Stored entries
....................

PR #8412, opened 2018-06-27
Changed 'body' to 'do' x2

GabyForceQ:
I found two 'body' keywords in dmd/cond.d. I replaced them with 'do'.

### DIFF
--- a/src/dmd/cond.d
+++ b/src/dmd/cond.d
@@ -106,7 +106,7 @@ extern (C++) final class StaticForeach : RootObject
     {
         assert(!!aggrfe ^ !!rangefe);
     }
-    body
+    do
     {
         this.loc = loc;
         this.aggrfe = aggrfe;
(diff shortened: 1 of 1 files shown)


wilzbach (dismissed):
I'm sorry but as long as we have bootstrapping compilers as old as 2.068 I'm afraid we can't apply this.

GabyForceQ:
You can merge this when 'body' is finally is removed.

wilzbach:
Well, we can do lots of cool upgrades if all host compilers on all CIs have been upgraded, but for now dmd still needs to built with GDC 4.8.5 which is based on the 2.068.2 frontend.
I really appreciate your contribution, this is sadly something we can't do for now & if we ever can do, it will be easy to recreate. In fac as DMD is built with `-de`, if we ever start to deprecate `body`, this change will be required anyways.
I'm going to close this now as we try to keep the PR queue as slim as possible and this would probably linger around for another year.

If you are searching for other ideas to contribute to DMD, you might want to have a look at https://github.com/dlang/dmd/projects or talk with us humans in #d IRC or #dmd on Slack.

wilzbach (approved):

PR #706, opened 2017-09-04
chore(versions): add addons and update all packages

jmfrancois:

versions.js has a stable set of versions.
It doesn't support common react addons that may used accross talend project.

let's add addons used in TFD and update all current packages in UI


packages/components/src/VirtualizedList/ListGrid/__snapshots__/ListGrid.test.js.snap
```diff
@@ -48,6 +48,7 @@ exports[`ListGrid should render no-rows component 1`] = `
       noRowsRenderer={[Function]}
       onRowsRendered={[Function]}
       onScroll={[Function]}
+      onScrollbarPresenceChange={[Function]}
```
jmfrancois: this is due to react-virtualized update

packages/components/src/VirtualizedList/ListTable/__snapshots__/ListTable.test.js.snap
```diff
@@ -109,6 +109,7 @@ exports[`ListGrid should render no-rows component 1`] = `
         noRowsRenderer={[Function]}
         onRowsRendered={[Function]}
         onScroll={[Function]}
+        onScrollbarPresenceChange={[Function]}
```
jmfrancois: this is due to react-virtualized update

version.js
```diff
@@ -17,6 +17,27 @@ program
 const REACT_VERSION = '15.5.4';
 const JEST_VERSION = '20.0.3';
 
+const ADDONS = {
```
jsomsanith: This list doesn't seem to be used

version.js
```diff
@@ -241,12 +241,12 @@ files.forEach((ppath) => {
...
-			}
-			//fs.unlink(yarnLock);
-		}
+		// const yarnLock = path.join(path.dirname(ppath), 'yarn.lock');
+		// if (fs.existsSync(yarnLock)) {
+		// 	if (!program.quite) {
+		// 		console.log(`delete ${yarnLock}`);
+		// 	}
+		// 	fs.unlink(yarnLock);
+		// }
```
jsomsanith: Please remove that, you have git history to get it back if needed

package.json
```diff
@@ -8,7 +8,7 @@
   },
   "scripts": {
     "postinstall": "lerna clean --yes && lerna exec -- yarn --pure-lockfile --no-progress --mutex network && ./copylibs.js",
-    "update-versions": "./version.js",
+    "update-versions": "./version.js && lerna exec -- yarn && ./copylibs.js",
```
jmfrancois: this is to update the yarn.lock

jmfrancois:
seems to be a screenshot issue, when you look at the live demo we still have italic + light grey

jmfrancois:
Now I'm sure: This is because we set the 2 last browser and firefox 50 is not part of this.
So the :placeholder is supported by firefox and we have no -moz prefix in the generated css

PR #707, opened 2017-09-04
fix(List): check for an optional props definition

jsomsanith:
When there is no titleProps passed to List, the mapping from List to VirtualizedList crashes.

Test for titleProps to be defined.


jmfrancois:
a unit test  would be nice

....................

WORK INSTRUCTIONS:
Check each line above for the string "unlink" and copy the ones that have it.

REPLY TO THE EXERCISE:
-			//fs.unlink(yarnLock);
+		// 	fs.unlink(yarnLock);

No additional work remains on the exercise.